[Records for processing]

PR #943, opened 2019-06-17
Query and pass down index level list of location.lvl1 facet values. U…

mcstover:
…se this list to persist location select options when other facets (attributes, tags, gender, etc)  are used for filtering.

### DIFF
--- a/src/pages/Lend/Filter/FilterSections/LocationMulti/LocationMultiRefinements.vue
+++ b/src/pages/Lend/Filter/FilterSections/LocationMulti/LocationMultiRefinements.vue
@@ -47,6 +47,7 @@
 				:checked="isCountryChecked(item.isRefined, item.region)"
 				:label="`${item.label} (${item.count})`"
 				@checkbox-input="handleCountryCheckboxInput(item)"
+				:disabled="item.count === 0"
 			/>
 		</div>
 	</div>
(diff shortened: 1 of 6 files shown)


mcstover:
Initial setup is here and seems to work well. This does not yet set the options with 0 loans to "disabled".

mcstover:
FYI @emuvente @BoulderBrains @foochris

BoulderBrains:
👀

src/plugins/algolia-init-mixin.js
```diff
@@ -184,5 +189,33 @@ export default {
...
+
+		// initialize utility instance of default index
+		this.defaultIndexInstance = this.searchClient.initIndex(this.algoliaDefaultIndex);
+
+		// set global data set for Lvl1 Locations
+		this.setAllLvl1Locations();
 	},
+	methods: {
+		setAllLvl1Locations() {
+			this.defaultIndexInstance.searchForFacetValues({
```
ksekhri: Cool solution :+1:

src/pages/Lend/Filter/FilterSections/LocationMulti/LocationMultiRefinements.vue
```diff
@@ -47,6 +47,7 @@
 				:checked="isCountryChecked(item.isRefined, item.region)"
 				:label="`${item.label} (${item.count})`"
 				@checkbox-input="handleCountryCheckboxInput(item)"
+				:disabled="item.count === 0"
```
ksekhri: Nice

[/Records for processing]

Exercise aim - Print the line containing "FYI @emuvente @BoulderBrains @foochris" and every line after it to the end of the records above, exactly as written, and nothing else.

Answer box -
FYI @emuvente @BoulderBrains @foochris

BoulderBrains:
👀

src/plugins/algolia-init-mixin.js
```diff
@@ -184,5 +189,33 @@ export default {
...
+
+		// initialize utility instance of default index
+		this.defaultIndexInstance = this.searchClient.initIndex(this.algoliaDefaultIndex);
+
+		// set global data set for Lvl1 Locations
+		this.setAllLvl1Locations();
 	},
+	methods: {
+		setAllLvl1Locations() {
+			this.defaultIndexInstance.searchForFacetValues({
```
ksekhri: Cool solution :+1:

src/pages/Lend/Filter/FilterSections/LocationMulti/LocationMultiRefinements.vue
```diff
@@ -47,6 +47,7 @@
 				:checked="isCountryChecked(item.isRefined, item.region)"
 				:label="`${item.label} (${item.count})`"
 				@checkbox-input="handleCountryCheckboxInput(item)"
+				:disabled="item.count === 0"
```
ksekhri: Nice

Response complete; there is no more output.